Former independent Bookstore in Los Angeles, California

Pickwick Book Shop was an independent bookstore located at 6741-6745 W. Hollywood Boulevard in Hollywood, California. The store was popular with many film and literary figures, and was known as the "supermarket of books."

== History ==
Louis Epstein purchased his first bookstore, a tiny bookshop attached to a gunsmith shop in Long Beach, California, in 1925. He soon moved his business to downtown Los Angeles, renaming it Epstein's Used Books. The store focused on literature and poetry.

In the early 1930s, a movie studio inquired with Epstein about renting 5000 books to be used as props, to which they agreed to a price of $0.05 per book per day for thirty days. The books were returned about a year later, and when the studio attempted to pay for only the original thirty days, Epstein phoned his lawyer who extracted the full amount. Epstein's lawyer then refused to give Epstein the money, fearing Epstein would "spend it foolishly buying more books and having a good time." Instead, he told Epstein to find a building to buy and he would release the money into escrow for it. In 1938, Epstein used this account to open Pickwick Book Shop, which he named after the 1836 Charles Dickens' book The Pickwick Papers.

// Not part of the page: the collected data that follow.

PR #285, opened 2023-12-11
Destroy dangling retired parent contexts in destroy_ctx

### LINKED ISSUE #283: Retired contexts not getting destroyed upon all children being destroyed
This could lead to a DOS by filling the context array with retired contexts.

sree-revoori1:
When DestroyContext is called, it is possible that the parents of the context to be destroyed is a chain of retired contexts. These should be destroyed, since otherwise it is impossible to clean them up since their handles are invalid. This could prevent a potential DOS attack.

Fixes #283

### DIFF
--- a/dpe/src/commands/destroy_context.rs
+++ b/dpe/src/commands/destroy_context.rs
@@ -1,9 +1,10 @@
 // Licensed under the Apache-2.0 license.
 use super::CommandExecution;
 use crate::{
-    context::ContextHandle,
-    dpe_instance::{DpeEnv, DpeInstance, DpeTypes},
+    context::{Context, ContextHandle, ContextState},
+    dpe_instance::{flags_iter, DpeEnv, DpeInstance, DpeTypes},
     response::{DpeErrorCode, Response, ResponseHdr},
+    MAX_HANDLES,
 };
 
 #[repr(C)]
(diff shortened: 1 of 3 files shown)


dpe/src/commands/destroy_context.rs
```diff
@@ -227,6 +249,73 @@ mod tests {
...
+
+        DestroyCtxCmd { handle: handle_3 }
+            .execute(&mut dpe, &mut env, TEST_LOCALITIES[1])
+            .unwrap();
+
+        // only the auto-initialized context should remain, context[1] and context[2] should be
+        // destroyed since they are in the chain of consecutive retired parents of the destroyed
+        // context.
+        assert_eq!(
+            dpe.count_contexts(|ctx| ctx.state != ContextState::Inactive)
```
zhalvorsen, line 313: Should this also verify that it isn't in the retired state?

zhalvorsen (commented):
LGTM

dpe/src/commands/destroy_context.rs
```diff
@@ -26,7 +26,28 @@ impl CommandExecution for DestroyCtxCmd {
...
+        let mut retired_contexts = 0u32;
+        let mut parent_idx = context.parent_idx as usize;
+        loop {
+            if parent_idx == Context::ROOT_INDEX as usize {
+                break;
+            } else if parent_idx >= dpe.contexts.len() {
+                return Err(DpeErrorCode::InternalError);
+            }
+            let parent_context = dpe.contexts[parent_idx];
+            if parent_context.state == ContextState::Retired {
```
jhand2, line 39: Take the following sequence of DPE commands:

```
parent_handle = 0xAB;

child_a = DeriveChild(parent, retain_parent = true);
child_b = DeriveChild(parent, retain_parent = true);
child_c = DeriveChild(parent, retain_parent = false);

DestroyContext(child_a);
```

The 3rd DeriveChild call would retire `parent`. This DestroyContext call would destroy `parent`, but it is still a parent of both `child_a` and `child_b`.

So I think we can only destroy it if it has no other children that aren't being destroyed.

dpe/src/commands/destroy_context.rs
sree-revoori1: Done.

dpe/src/commands/destroy_context.rs
sree-revoori1: Good point, done.

jhand2 (approved):

PR #286, opened 2023-12-11
Implement full DPE validation

### LINKED ISSUE #279: Allow DPE to check for illegal state
Illegal state we need to check for: 

- Inactive contexts with children
- Inactive context with parent != Root context
- Inactive contexts with measurements
- Default/non-default contexts in the same locality
- Multiple default contexts in the same locality
- Duplicate handles in locality
- Dangling retired contexts
- Retired contexts with multiple children
- Children that don't exist
- Parents that don't exist
- TciNodeData locality != Context locality
- uses_internal_input_info or uses_internal_input_dice == true for inactive context
- Simulation context with supports_simulation = false
- Context having non-Normal, non-Simulation ContextType
- Context having non-Active, non-Inactive, non-Retired ContextState

### LINKED ISSUE #284: Multiple connected components bug in DPE Validation
We do not consider simulation contexts in DPE validation. DPE allows initialize context to be called on simulation contexts, even after the DPE has been initialized, meaning we could get multiple connected components in the context tree structure. However, DPE validation fails if the context tree has multiple connected components. 

My proposal: disable simulation contexts in Caliptra and then in validation, allow multiple connected components. This way, Caliptra's DPE context structure will always be a tree. We can still check that all the connected components represent valid trees, and make permitting multiple connected components dependent on a flag passed to the validator.

sree-revoori1:
DPE validation does two things:
1. Checks for illegal state in DPE
2. Checks that the DPE context tree is well-formed

2 was done in a previous commit, but this commit improves upon that implementation in a few ways:

1. Previously we were returning a bool from the context tree validation function. Now we return an error code so the caller knows exactly what is wrong with the shape of the DPE context tree
2. We weren't considering simulation contexts before. Simulation contexts forming a different connected component is not an error.

fixes #279 
fixes #284

### DIFF
--- a/dpe/src/context.rs
+++ b/dpe/src/context.rs
@@ -96,6 +96,8 @@ impl Context {
         self.state = ContextState::Inactive;
         self.uses_internal_input_info = false.into();
         self.uses_internal_input_dice = false.into();
+        self.allow_ca = false.into();
+        self.allow_x509 = false.into();
         self.parent_idx = Self::ROOT_INDEX;
     }
 
--- a/dpe/src/validation.rs
+++ b/dpe/src/validation.rs
@@ -1,0 +1,567 @@
+// Licensed under the Apache-2.0 license.
+
+use crate::{
+    context::{Context, ContextState, ContextType},
+    dpe_instance::flags_iter,
+    response::DpeErrorCode,
+    tci::TciNodeData,
+    DpeInstance, MAX_HANDLES,
+};
+
+#[derive(Debug, PartialEq, Eq, Clone, Copy)]
+#[repr(u16)]
+/// It is possible that there are multiple issues with the DPE state. At most one will be found.
+/// There is no priority on which error will be found first if there are multiple.
+pub enum ValidationError {
+    MultipleNormalConnectedComponents = 0x0,
+    CyclesInTree = 0x1,
+    InactiveContextInvalidParent = 0x2,
+    InactiveContextWithChildren = 0x3,
+    BadContextState = 0x4,
+    BadContextType = 0x5,
+    InactiveContextWithMeasurement = 0x6,
+    MixedContextLocality = 0x7,
+    MultipleDefaultContexts = 0x8,
+    SimulationNotSupported = 0x9,
+    ParentDoesNotExist = 0xA,
+    InternalDiceNotSupported = 0xB,
+    InternalInfoNotSupported = 0xC,
+    ChildDoesNotExist = 0xD,
+    InactiveContextWithFlagSet = 0xE,
+    LocalityMismatch = 0xF,
+    DanglingRetiredContext = 0x10,
+    MixedContextTypeConnectedComponents = 0x11,
+    ChildWithMultipleParents = 0x12,
+    ParentChildLinksCorrupted = 0x13,
+    AllowCaNotSupported = 0x14,
+    AllowX509NotSupported = 0x15,
+    InactiveParent = 0x16,
+    InactiveChild = 0x17,
+    DpeNotMarkedInitialized = 0x18,
+}
+
+impl ValidationError {
+    pub fn discriminant(&self) -> u16 {
+        *self as u16
+    }
+}
+
+pub struct DpeValidator<'a> {
+    pub dpe: &'a mut DpeInstance,
+}
+
+impl<'a> DpeValidator<'a> {
+    /// Validates that the shape of the DPE instance is well-formed and that
+    /// there is no illegal state present within the DPE.
+    pub fn validate_dpe(&self) -> Result<(), DpeErrorCode> {
+        self.validate_dpe_state()
+            .map_err(DpeErrorCode::Validation)?;
+        self.validate_context_forest()
+            .map_err(DpeErrorCode::Validation)
+    }
+
+    /// Returns an error if there is any illegal state or inconsistencies
+    /// present within the DPE instance.
+    fn validate_dpe_state(&self) -> Result<(), ValidationError> {
+        for i in 0..MAX_HANDLES {
+            let context = &self.dpe.contexts[i];
+
+            self.check_support(context)?;
+
+            match context.state {
+                ContextState::Inactive => {
+                    self.validate_inactive_context(context)?;
+                }
+                ContextState::Active => {
+                    // has_initialized must be true if there is a normal, active context
+                    if context.context_type == ContextType::Normal && !self.dpe.has_initialized() {
+                        return Err(ValidationError::DpeNotMarkedInitialized);
+                    }
+                    self.check_children_and_parent(i)?;
+                }
+                ContextState::Retired => {
+                    self.check_children_and_parent(i)?;
+                    // retired contexts must have at least one child context
+                    if flags_iter(context.children, MAX_HANDLES).count() == 0 {
+                        return Err(ValidationError::DanglingRetiredContext);
+                    }
+                }
+                _ => {
+                    return Err(ValidationError::BadContextState);
+                }
+            }
+
+            if context.context_type != ContextType::Normal
+                && context.context_type != ContextType::Simulation
+            {
+                return Err(ValidationError::BadContextType);
+            }
+
+            if context.locality != context.tci.locality {
+                return Err(ValidationError::LocalityMismatch);
+            }
+        }
+
+        self.check_context_handles_per_locality()?;
+
+        Ok(())
+    }
+
+    /// Checks that the context fields do not violate supported flags
+    fn check_support(&self, context: &Context) -> Result<(), ValidationError> {
+        if !self.dpe.support.simulation() && context.context_type == ContextType::Simulation {
+            return Err(ValidationError::SimulationNotSupported);
+        }
+        if !self.dpe.support.internal_dice() && context.uses_internal_input_dice() {
+            return Err(ValidationError::InternalDiceNotSupported);
+        }
+        if !self.dpe.support.internal_info() && context.uses_internal_input_info() {
+            return Err(ValidationError::InternalInfoNotSupported);
+        }
+        // initialized contexts will always have parent = Context::ROOT_INDEX and their allow_ca and allow_x509
+        // fields will always be true regardless of support
+        if context.parent_idx != Context::ROOT_INDEX {
+            if !self.dpe.support.csr() && context.allow_ca() {
+                return Err(ValidationError::AllowCaNotSupported);
+            }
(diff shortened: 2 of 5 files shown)


sree-revoori1:
Tests in progress. Please suggest other validations to check if you have any ideas.

sree-revoori1:
Tests are done and PR is ready for review.

dpe/src/validation.rs
```diff
@@ -0,0 +1,505 @@
...
+            let context = &self.dpe.contexts[i];
+
+            self.check_support(context)?;
+
+            match context.state {
+                ContextState::Inactive => {
+                    self.validate_inactive_context(context)?;
+                }
+                ContextState::Active => {
+                    self.check_children_and_parent(i)?;
```
zhalvorsen, line 74: We should check that if there is an active non-simulation context `self.dpe.has_initialized` is true, otherwise we could have a second initialized tree by accident.

dpe/src/validation.rs
```diff
@@ -0,0 +1,505 @@
...
+
+    /// Checks if there are multiple active default contexts or a mix of default
+    /// and non-default contexts within the same locality.
+    fn check_context_handles_per_locality(&self) -> Result<(), ValidationError> {
+        for i in 0..MAX_HANDLES {
+            let mut default_count = 0;
+            let mut non_default_count = 0;
+            let locality = self.dpe.contexts[i].locality;
+            for j in 0..MAX_HANDLES {
+                let context = &self.dpe.contexts[j];
```
zhalvorsen, line 171: nit:

```suggestion
        for locality in self.dpe.contexts.iter().map(|context| context.locality) {
            let mut default_count = 0;
            let mut non_default_count = 0;
            for context in self.dpe.contexts.iter() {
```

dpe/src/validation.rs
```diff
@@ -0,0 +1,505 @@
...
+    }
+
+    /// Determines if the context array represents a valid collection of disjoint
+    /// directed connnected acyclic graphs (forest) using depth-first search.
+    fn validate_context_forest(&self) -> Result<(), ValidationError> {
+        let mut seen = [false; MAX_HANDLES];
+        let mut in_degree = [0; MAX_HANDLES];
+
+        // count in degree of each node
+        for i in 0..MAX_HANDLES {
```
zhalvorsen, line 198: nit:

```suggestion
        for context in self.dpe.contexts.iter() {
```

dpe/src/validation.rs
```diff
@@ -0,0 +1,505 @@
...
+            for child in flags_iter(self.dpe.contexts[i].children, MAX_HANDLES) {
+                if child >= MAX_HANDLES {
+                    return Err(ValidationError::ChildDoesNotExist);
+                }
+                in_degree[child] += 1;
+            }
+        }
+
+        for node_in_degree in in_degree.iter().take(MAX_HANDLES) {
```
zhalvorsen, line 207: nit:
```suggestion
        for node_in_degree in in_degree {
```

dpe/src/validation.rs
```diff
@@ -0,0 +1,505 @@
...
+            // all nodes must have only one parent
+            if *node_in_degree > 1 {
+                return Err(ValidationError::ChildWithMultipleParents);
+            }
+        }
+
+        let mut normal_tree_count = 0;
+        for (i, node_in_degree) in in_degree.iter().enumerate().take(MAX_HANDLES) {
```
zhalvorsen, line 215: nit:
```suggestion
        for (i, (context, node_in_degree)) in self.dpe.contexts.iter().zip(in_degree).enumerate() {
```

dpe/src/validation.rs
```diff
@@ -0,0 +1,505 @@
...
+                self.detect_invalid_subtree(i, &mut seen, context_type)?;
+            }
+        }
+        // there can be at most one tree of contexts with ContextType::Normal
+        if normal_tree_count > 1 {
+            return Err(ValidationError::MultipleNormalConnectedComponents);
+        }
+
+        // if any node is undiscovered the graph must have a simple cycle
+        for (i, node_visited) in seen.iter().enumerate().take(MAX_HANDLES) {
```
zhalvorsen, line 231: nit:
```suggestion
        for (context, node_visited) in self.dpe.contexts.iter().zip(seen) {
```

dpe/src/validation.rs
```diff
@@ -0,0 +1,306 @@
...
+use crate::{
+    context::{Context, ContextState, ContextType},
+    dpe_instance::flags_iter,
+    response::DpeErrorCode,
+    tci::TciNodeData,
+    DpeInstance, MAX_HANDLES,
+};
+
+#[derive(Debug, PartialEq, Eq, Clone, Copy)]
+#[repr(u32)]
```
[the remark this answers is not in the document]
sree-revoori1: Done

dpe/src/validation.rs
```diff
@@ -0,0 +1,306 @@
...
+                    || context.uses_internal_input_info()
+                {
+                    return Err(ValidationError::InactiveContextWithFlagSet);
+                }
+            } else if context.state == ContextState::Active {
+                self.check_children_and_parent(i)?;
+            } else if context.state == ContextState::Retired {
+                self.check_children_and_parent(i)?;
+                // retired contexts must have exactly one child context
+                if flags_iter(context.children, MAX_HANDLES).count() == 0 {
```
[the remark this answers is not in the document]
sree-revoori1: Retired contexts can have more than 1 child under the following sequence of calls - https://github.com/chipsalliance/caliptra-dpe/pull/285#discussion_r1422823876

dpe/src/validation.rs
```diff
@@ -0,0 +1,505 @@
...
+            .map_err(DpeErrorCode::Validation)?;
+        self.validate_context_forest()
+            .map_err(DpeErrorCode::Validation)
+    }
+
+    /// Returns an error if there is any illegal state or inconsistencies
+    /// present within the DPE instance.
+    fn validate_dpe_state(&self) -> Result<(), ValidationError> {
+        for i in 0..MAX_HANDLES {
+            let context = &self.dpe.contexts[i];
```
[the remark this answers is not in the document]
sree-revoori1: Done

dpe/src/validation.rs
```diff
@@ -0,0 +1,505 @@
...
+        }
+        // Check if any children do not exist
+        for child in flags_iter(context.children, 32) {
+            if child >= MAX_HANDLES {
+                return Err(ValidationError::ChildDoesNotExist);
+            }
+            // Check that each child's parent is idx
+            if self.dpe.contexts[child].parent_idx as usize != idx {
+                return Err(ValidationError::ParentChildLinksCorrupted);
+            }
```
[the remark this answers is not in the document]
sree-revoori1: This function is only called for active or retired contexts so I think its uneccessary

dpe/src/validation.rs
sree-revoori1: Done

dpe/src/validation.rs
sree-revoori1: Done

dpe/src/validation.rs
sree-revoori1: Done

dpe/src/validation.rs
sree-revoori1: Done

dpe/src/validation.rs
sree-revoori1: Done

dpe/src/validation.rs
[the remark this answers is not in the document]
sree-revoori1: oh yeah didn't even notice. Done.

dpe/src/validation.rs
```diff
@@ -0,0 +1,505 @@
...
+    fn check_support(&self, context: &Context) -> Result<(), ValidationError> {
+        if !self.dpe.support.simulation() && context.context_type == ContextType::Simulation {
+            return Err(ValidationError::SimulationNotSupported);
+        }
+        if !self.dpe.support.internal_dice() && context.uses_internal_input_dice() {
+            return Err(ValidationError::InternalDiceNotSupported);
+        }
+        if !self.dpe.support.internal_info() && context.uses_internal_input_info() {
+            return Err(ValidationError::InternalInfoNotSupported);
+        }
```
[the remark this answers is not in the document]
sree-revoori1: Thanks for finding, I added the first 2 but supporting csr isn't related to allow_x509 field in Context so didn't add.

dpe/src/validation.rs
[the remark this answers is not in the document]
sree-revoori1: Done, misunderstood that you were talking about the child context here.

dpe/src/validation.rs
```diff
@@ -0,0 +1,505 @@
...
+    ChildWithMultipleParents = 0x12,
+    ParentChildLinksCorrupted = 0x13,
+}
+
+impl ValidationError {
+    pub fn discriminant(&self) -> u16 {
+        // SAFETY: Because `Self` is marked `repr(u16)`, its layout is a `repr(C)` `union`
+        // between `repr(C)` structs, each of which has the `u16` discriminant as its first
+        // field, so we can read the discriminant without offsetting the pointer.
+        unsafe { *<*const _>::from(self).cast::<u16>() }
```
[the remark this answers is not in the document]
sree-revoori1: Done

dpe/src/context.rs
```diff
@@ -96,6 +96,8 @@ impl Context {
         self.state = ContextState::Inactive;
         self.uses_internal_input_info = false.into();
         self.uses_internal_input_dice = false.into();
+        self.allow_ca = false.into();
+        self.allow_x509 = false.into();
```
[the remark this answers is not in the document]
sree-revoori1: We could just do *self = Context::new(); but a lot of the fields are kind of unecessary to set which is why I think we followed this approach in the first place.

dpe/src/validation.rs
sree-revoori1: Now checking that if there is an active, normal ctx, has_initialized must be set to true.

dpe/src/validation.rs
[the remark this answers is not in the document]
sree-revoori1: Actually keeping this as is, since otherwise it breaks the caliptra panic test since the compiler can't infer that i is < MAX_HANDLES. We could add an if-statement to protect against this, but there isn't really a good error code for this.

zhalvorsen (approved):

jhand2 (approved):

Pickwick Book Shop was a three-story bookshop located at 6743 W. Hollywood Boulevard in Hollywood, California, and was immensely popular with film and literary insiders, as well as the general public. During its heyday, notable figures such as F Scott Fitzgerald, Raymond Chandler, William Faulkner, Humphrey Bogart, and Marlene Dietrich frequented the shop, and Orson Welles, Peter Finch, Marlon Brando, and Ray Bradbury were known to visit as well.

Pickwick Book Shop eventually expanded into the building west of it, and fifteen additional locations also opened around southern California.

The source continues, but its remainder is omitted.